Apparently, National Breastfeeding Month is an actual thing and it’s during the whole month of August. Cool. There is an entire month dedicated to BREASTFEEDING. For all of you mothers who couldn’t (maybe not that you didn’t want to) breastfeed ..let that sink in.
I wanted to be one of those moms. The moms who you see hair flying in the wind, baby on boob, don’t-give-a-shit-who-sees-my-babys-eating attitude, I wanted to be that mom! Sorta. With Tony, I was 19 years old when I had him and the thought of breastfeeding made me cringe. I was just a baby myself so thinking of something eating from my nipple made me feel like a cow. My attitude was that I just wasn’t ready to be milked.
I’ve grown up with social media so it’s no shock that it has had a huge influence on pretty much every aspect of my life. Sad, but let’s be honest.. it’s true. Breastfeeding being one of them. Much like the new sweater my favorite “lifestyle” blogger just posted that naturally I HAVE to have now, I see a woman breastfeeding and feel like it’s something I have to do. Just like I would 100% go buy that sweater, I see these perfect mother/child breastfeeding pictures and had to do it. It actually made me feel like I wasn’t as good of a mom as those women – I knowwww I’m not the only one who has thought that too.

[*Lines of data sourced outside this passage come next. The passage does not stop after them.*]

PR #1650, opened 2019-06-26
core/remote/cozy: Expect cozy-client-js FetchErrors

taratatach:
Based on #1621 

The `cozy-client-js` lib defines its own `FetchError` objects when
throwing a network error.
This means it is not an instance of the `electron-fetch` defined
`FetchError` type and that calls to `instanceof` won't qualify errors
thrown by calls to `cozy-client-js` methods as `Fetch` errors.

However, we can detect all `Fetch` errors in
`.handleCommonCozyErrors()` by checking if their name is
"FetchError".

- [x] PR is not too big

### DIFF
--- a/core/remote/cozy.js
+++ b/core/remote/cozy.js
@@ -2,7 +2,6 @@
 
 const autoBind = require('auto-bind')
 const CozyClient = require('cozy-client-js').Client
-const { FetchError } = require('electron-fetch')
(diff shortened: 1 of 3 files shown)


sebn:
To be rebased on https://github.com/cozy-labs/cozy-desktop/pull/1653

I received a ton of advice from family members and friends, “just get through the first two weeks and you’ll be fine,” and “it’s the best thing for the baby,” I was determined. Long story short – after spending a fortune on lactation cookies that tasted like shit, drank A Mother’s Milk Tea twice a day and talked to more than one lactation consultant – it didn’t work, I didn’t produce enough milk and gave up. Tried again with Daniel, it didn’t work, I didn’t produce enough milk and gave up.
Yes. I gave up. But my kids, who were all formula fed, are healthy AF. Judge me. I’m not apart of that Society of Women who Breastfeed (no offense, I tried) and there is no month dedicated to me ..but there should be. I still feed my baby just like a breastfeeding mother does. I still am able to look into my babes eyes and bond with him just like a breastfeeding mother does. My child is just as happy as a breastfed baby is. So lets stop judging women who didn’t breastfeed and stop separating those who have and haven’t.
IF YOU DIDN’T BREASTFEED, who gives a shit. I promise it will not be on the list of things your kid will resent you for one day.